Launched in 2011 by Evans Dixon (now E&P Financial Group), the URF invested in residential property within undervalued neighbourhoods in New York.
However, over the past five years to 8 June, URF had lost 81 per cent of its value compared to returns of 16.5 per cent by the ASX 200 over the same period.
In September 2020, the Australian Securities and Investments Commission (ASIC) launched court proceedings against Dixon Advisory for advising clients to invest in the product or URF-related products between 2 September 2015 and 31 May 2019.
On 8 July 2021, ASIC and Dixon Advisory entered into a heads of agreement to resolve the civil penalty proceedings following court-ordered mediation. It proposed Dixon Advisory pay $7.2 million for breaches of the Corporations Act and $1 million for ASIC’s costs and legal proceedings.
In a bid to return capital to unitholders and narrow the discount to NTA, E&P started the hunt in March for a new responsible entity (RE). This followed both investor feedback and a decision by E&P Financial Group to exit its non-core business activities.
Unfortunately, the decision had now turned into a war of words between E&P, its chosen RE, and the fund’s largest shareholder.
On 15 May 2023, it was announced that K2 Asset Management (K2) had been selected by E&P (E&PIL) to take on the RE role for the fund.
“The focus is on maximising returns to investors and implementing strategies to narrow the discount through a combination of special distributions, a robust buyback strategy in line with asset sales,” K2 detailed.
Votes are expected to be held on 19 and 27 June and the RE role would take effect upon the vote passing.
However, the plot thickened in early June when it was announced the fund’s largest shareholder at 12.7 per cent, Sydney-based Samuel Terry Asset Management, wanted to reject K2 appointment.
Founder and managing director, Fred Woollard, stated in an open letter: “After careful consideration and consultation with other large unitholders of URF, Samuel Terry has concluded that the K2 Proposal is not in the best interests of URF unitholders and intends to vote against the K2 proposal at the EGM.
“Further, Samuel Terry understands that several other large unitholders of URF are likely to vote against the K2 proposal. Consequently, Samuel Terry believes it is unlikely that the K2 proposal will be approved by URF unitholders. Samuel Terry is opposed to the K2 proposal because it believes that URF unitholders would be much better served by having an RE who is only accountable to URF unitholders and is overseen by a group of URF unitholders.”
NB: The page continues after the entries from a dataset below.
PR #1833, opened 2022-11-30
[DUOS-2208][risk=no] Wrap all nih related user updates in a single transaction

rushtong:
## Addresses
https://broadworkbench.atlassian.net/browse/DUOS-2208

## Changes
* Wrap all updates related to era commons/nih account information in a single transaction
* Add logging and some additional validation for visibility
* Minor renaming/refactoring for clarity
* Add a constraint to ensure unique user id/property key for user properties

----

- Verify all tests go green


src/main/resources/changesets/changelog-consent-105.0.xml
```diff
@@ -0,0 +1,11 @@
+<databaseChangeLog xmlns="http://www.liquibase.org/xml/ns/dbchangelog"
+                   xmlns:xsi="http://www.w3.org/2001/XMLSchema-instance" xsi:schemaLocation="http://www.liquibase.org/xml/ns/dbchangelog
+         http://www.liquibase.org/xml/ns/dbchangelog/dbchangelog-3.1.xsd">
+    <changeSet id="105.0" author="grushton">
+        <sql>
+            ALTER TABLE user_property
+            ADD CONSTRAINT uc_user_property_userid_keyval
+            UNIQUE (userid, propertykey);
+        </sql>
```
connorlbark, line 9: would there be an advantage/disadvantage to using [`<addUniqueConstraint... />`](https://docs.liquibase.com/change-types/add-unique-constraint.html) here over raw SQL? it looks like it has support for multiple column unique constraints.

src/test/java/org/broadinstitute/consent/http/service/NihServiceTest.java
```diff
@@ -47,43 +46,64 @@ public void setUp() throws Exception {
...
-        when(researcherService.updateProperties(any(), any(),any())).thenReturn(props);
+        when(researcherService.describeUserProperties(any())).thenReturn(props);
+        User user = new User();
+        user.setUserId(1);
+        when(userDAO.findUserById(any())).thenReturn(user);
         initService();
         try {
             List<UserProperty> properties = service.authenticateNih(nihUserAccount, authUser, 1);
             assertEquals(1, properties.size());
             assertEquals(Integer.valueOf(1), properties.get(0).getPropertyId());
```
connorlbark, line 78: should check: `serviceDAO.updateUserNihStatus` is called with user that has updated properties.

src/test/java/org/broadinstitute/consent/http/service/NihServiceTest.java
```diff
@@ -47,43 +46,64 @@ public void setUp() throws Exception {
...
     public void testAuthenticateNih_BadRequest() {
+        User user = new User();
+        user.setUserId(1);
+        when(userDAO.findUserById(any())).thenReturn(user);
         nihUserAccount.setNihUsername("");
         initService();
         service.authenticateNih(nihUserAccount, authUser, 1);
     }
 
+    @Test (expected = BadRequestException.class)
```
connorlbark: should there be another test when `userDAO.findUserById(any())` returns `null`?

connorlbark (commented):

Instead it proposed an internalised RE that it felt had the potential to deliver a “far superior outcome” for unitholders.
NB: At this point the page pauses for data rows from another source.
PR #1834, opened 2022-11-30
[DUOS-2205][risk=low] Support a user who has multiple chairperson or membership roles.  Allow updating DAC on a dataset.

otchet-broad:
[DUOS-2205](https://broadworkbench.atlassian.net/browse/DUOS-2205) was a user filed bug report.  The user reported they were not able to see the dataset name on a DAR request they were voting on.  In analyzing the front end for rendering, it was observed that the backend was not returning the complete set of User Roles and dataset the user was responsible for in DAC duties. 

Root cause determination was that code considered a User Role equal with only the same user and role.  This was insufficient because it did not include the DAC the role might pertain to.  Tests were added to verify this fact and validate the code fix would support this use case.

While performing end-to-end testing for this feature, it was noted that dataset updates were not setting an updated DAC ID when changed in the UI.  This PR includes a fix for that as well.

This PR:
1) Ensures UserRole equivalence validation includes the user, the role, and the DAC ID.
2) Adds support for updating the DAC ID on a dataset.
3) Updates git-ignore so it excludes dependency-reduced-pom.xml

----

- Verify all tests go green

### DIFF
--- a/.gitignore
+++ b/.gitignore
@@ -154,3 +154,6 @@ automation/.bsp/*
 /config/
 /config_postgres/
 /env.properties
+
+## Shade
+dependency-reduced-pom.xml
--- a/src/main/java/org/broadinstitute/consent/http/db/DatasetDAO.java
+++ b/src/main/java/org/broadinstitute/consent/http/db/DatasetDAO.java
@@ -184,14 +184,15 @@ public interface DatasetDAO extends Transactional<DatasetDAO> {
             + "WHERE dataset_id = :datasetId")
     void updateDatasetNeedsApproval(@Bind("datasetId") Integer datasetId, @Bind("needsApproval") Boolean needsApproval);
 
-    @SqlUpdate(
-            "UPDATE dataset " +
-                " SET name = :datasetName," +
-                    " update_date = :updateDate, " +
-                    " update_user_id = :updateUserId, " +
-                    " needs_approval = :needsApproval, " +
-                    " dac_id = :dacId " +
-                " WHERE dataset_id = :datasetId")
+    @SqlUpdate("""
+                 UPDATE dataset
+                 SET name = :datasetName, 
+                     update_date = :updateDate, 
+                     update_user_id = :updateUserId, 
+                     needs_approval = :needsApproval, 
+                     dac_id = :dacId 
+                 WHERE dataset_id = :datasetId
+                 """)
     void updateDataset(@Bind("datasetId") Integer datasetId,
        @Bind("datasetName") String datasetName, @Bind("updateDate") Timestamp updateDate, @Bind("updateUserId") Integer updateUserId,
        @Bind("needsApproval") Boolean needsApproval, @Bind("dacId") Integer updatedDacId);
--- a/src/main/java/org/broadinstitute/consent/http/db/DatasetDAO.java
+++ b/src/main/java/org/broadinstitute/consent/http/db/DatasetDAO.java
@@ -1,14 +1,9 @@
 package org.broadinstitute.consent.http.db;
 
-import java.sql.Timestamp;
-import java.time.Instant;
-import java.util.Collection;
-import java.util.List;
-import java.util.Set;
 import org.apache.commons.lang3.tuple.Pair;
 import org.broadinstitute.consent.http.db.mapper.AssociationMapper;
-import org.broadinstitute.consent.http.db.mapper.DatasetMapper;
 import org.broadinstitute.consent.http.db.mapper.DatasetDTOWithPropertiesMapper;
+import org.broadinstitute.consent.http.db.mapper.DatasetMapper;
 import org.broadinstitute.consent.http.db.mapper.DatasetPropertyMapper;
 import org.broadinstitute.consent.http.db.mapper.DatasetReducer;
 import org.broadinstitute.consent.http.db.mapper.DictionaryMapper;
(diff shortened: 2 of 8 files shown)


src/main/java/org/broadinstitute/consent/http/models/User.java
```diff
@@ -279,7 +279,7 @@ public void addRole(UserRole userRole) {
             this.setRoles(new ArrayList<>());
         }
 
-        if (!this.getRoles().stream().map(UserRole::getRoleId).collect(Collectors.toList()).contains(userRole.getRoleId())) {
+        if (!this.getRoles().contains(userRole)) {
```
connorlbark, line 282: this is so sneaky, wow. I think I wrote this condition a while back, impressive catch.

src/main/java/org/broadinstitute/consent/http/models/UserRole.java
```diff
@@ -79,7 +79,7 @@ public void setDacId(Integer dacId) {
 
     @Override
     public int hashCode() {
-        return Objects.hashCode(this.userRoleId, this.name, this.dacId);
+        return Objects.hashCode(this.userId, this.name, this.dacId);
```
connorlbark, line 82: why not include both userId and userRoleId?

.gitignore
```diff
@@ -154,3 +154,6 @@ automation/.bsp/*
 /config/
 /config_postgres/
 /env.properties
+
+## Shade
+dependency-reduced-pom.xml
```
connorlbark, line 159: what does this do?

connorlbark (approved):
was able to add myself to two DAC chair roles at the same time using the correct endpoints. minor comments aside - looks great

.gitignore
otchet-broad: Great question!  If you were going to give our shaded JAR/WAR to someone else, this pom conveys the minimal set of dependencies they would need to include to leverage our shaded archive..
There's a great discussion on SO about this: https://stackoverflow.com/questions/22904573/what-is-the-purpose-of-dependency-reduced-pom-xml-generated-by-the-shade-plugin

I see it as a nice to have kind of thing.  

There's been a request to the shade team to allow specifying the path of this file in the backlog for some time because the current implementation is broken. You can specify the root of the project, but anything else seems to cause breakage.

src/main/java/org/broadinstitute/consent/http/models/UserRole.java
rushtong: I think Elliot has it right. Alternatively, `(this.userId, this.userRoleId, this.dacId)` should also work. Comparing role id and name together is not helpful since if I have two chair roles, both of them will have the same role id and name, they'd only be distinguishable by the dac id.

.gitignore
rushtong: I like having it in the ignore since it is generated by certain maven commands and can show up in your IDE as a new file that looks like it should be added.

src/main/java/org/broadinstitute/consent/http/db/DatasetDAO.java
```diff
@@ -188,9 +189,12 @@ Integer insertDataset(
                 " SET name = :datasetName," +
                     " update_date = :updateDate, " +
                     " update_user_id = :updateUserId, " +
-                    " needs_approval = :needsApproval " +
+                    " needs_approval = :needsApproval, " +
+                    " dac_id = :dacId " +
                 " WHERE dataset_id = :datasetId")
```
rushtong: Not a request, but something to consider - I think sql in text blocks is much easier to read. We should move to that format as needed.

src/test/java/org/broadinstitute/consent/http/db/UserDAOTest.java
```diff
@@ -209,7 +207,6 @@ public void testFindUsersWithLCsAndInstitution() {
         libraryCardDAO.insertLibraryCard(user2.getUserId(), user.getInstitutionId(), "asdf", user.getDisplayName(), user.getEmail(), user.getUserId(), new Date());
 
         List<User> users = userDAO.findUsersWithLCsAndInstitution();
-        System.out.println(users.stream().map((u) -> u.getUserId()).collect(Collectors.toList()));
```
rushtong, line 212: Nice

src/main/java/org/broadinstitute/consent/http/models/User.java
rushtong: I've recently started moving away from list `contains` due to performance issues compared to hash `contains`. It should not be an issue here, just pointing it out.

src/main/java/org/broadinstitute/consent/http/models/UserRole.java
otchet-broad: Good question.  We could, but I think we can do a refactor to get rid of the userRoleId all together.  I'd like to consolidate and reduce all of the user_role table actions into the UserRoleDAO.

rushtong (approved):
Solid work, great sleuthing 👍🏽

src/main/java/org/broadinstitute/consent/http/db/DatasetDAO.java
otchet-broad: Have an exemplar in our codebase?

rushtong: [DatasetServiceDAO](https://github.com/DataBiosphere/consent/blob/744c6b2838875d82f4a9fd8982ef48ac887d1549/src/main/java/org/broadinstitute/consent/http/service/dao/DatasetServiceDAO.java)

otchet-broad: Updated this one a text block.  Let me know what you think.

Reacting to the news on 6 June, K2 stated this would be an unsuitable option for the beleaguered property fund.
“There are some suggestions in the market that alternatively propose an internalised RE structure or unitholders being the RE,” it said in a statement. “This is in our opinion inappropriate with the potential for multiple conflicts of issues. We believe this is not in the fund’s best interests.”
It reiterated feedback to its earlier RE announcement had been “exceedingly positive”.
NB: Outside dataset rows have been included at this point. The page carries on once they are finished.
PR #241, opened 2016-07-20
Revert "Fix up dates on cloudcare"

benrudolph:
Reverts dimagi/touchforms#236


benrudolph:
this was pretty badly wrong

benrudolph:
going to deploy

benrudolph:
Ok, the reason this guy was bad was I didn't realize that when you pulled the date from the date picker it didn't include the time with it (not sure how I missed that). Anyways that meant the date always was at midnight. When it'd do the UTC conversion on the date, it would then always change the date to the previous day (depending on where you were in relation to UTC). No one has complained about it, but I imagine there might be a few domains that were affected.

The proper solution for this is as follows:

1. Record the date in the local timezone (and keep that information for the backend to use)
2. On the server side, validate the condition either by converting that date to UTC or telling the phone logic what the timezone is.
3. Storing the date in its original timezone

My solution before, even if the datepicker included date and time didn't make that much sense because it essentially stored all dates in UTC and that doesn't make a whole lot of sense when you're looking at form data. There's really no perfect way to solve this without some confusion, but I think it makes most sense to store the date in the timezone that it was recorded in because that's what a phone would do

@czue / @wpride

PR #242, opened 2016-07-20
Update localsettings.py.example

NoahCarnahan:
The value for `POSTGRES_JDBC_JAR` in settings.py will be fine for a normal installation, and the value of this line in localsettings.py.example makes it look like "{COMMCARE_HOME}" will be replaced programatically, but it won't!

@wspride @benrudolph cc @emord


benrudolph:
rough 👍

PR #243, opened 2016-07-22
only validate case xml for sql users

wpride:
@benrudolph offlined, going to make old change in separate PR


benrudolph:
merging since this is a revert and we need it in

In a further ASX statement from E&PIL on 8 June, it confirmed that it wanted K2 as the preferred RE.
“E&PIL conducted a comprehensive process to select an external professional third-party responsible entity to replace E&PIL, ultimately nominating K2 as the preferred party. This decision is based on a range of factors, including K2’s extensive experience and expertise in the provision of RE and trustee services and its competitive fee proposal,” it said.
“E&PIL continues to remain supportive of the recommendation that unitholder vote in favour of the proposal to appoint K2 as the RE for URF at the extraordinary meeting of URF unitholders on 19 June 2023.”
If the vote to appoint K2 was unsuccessful, it said it would consider alternative proposals.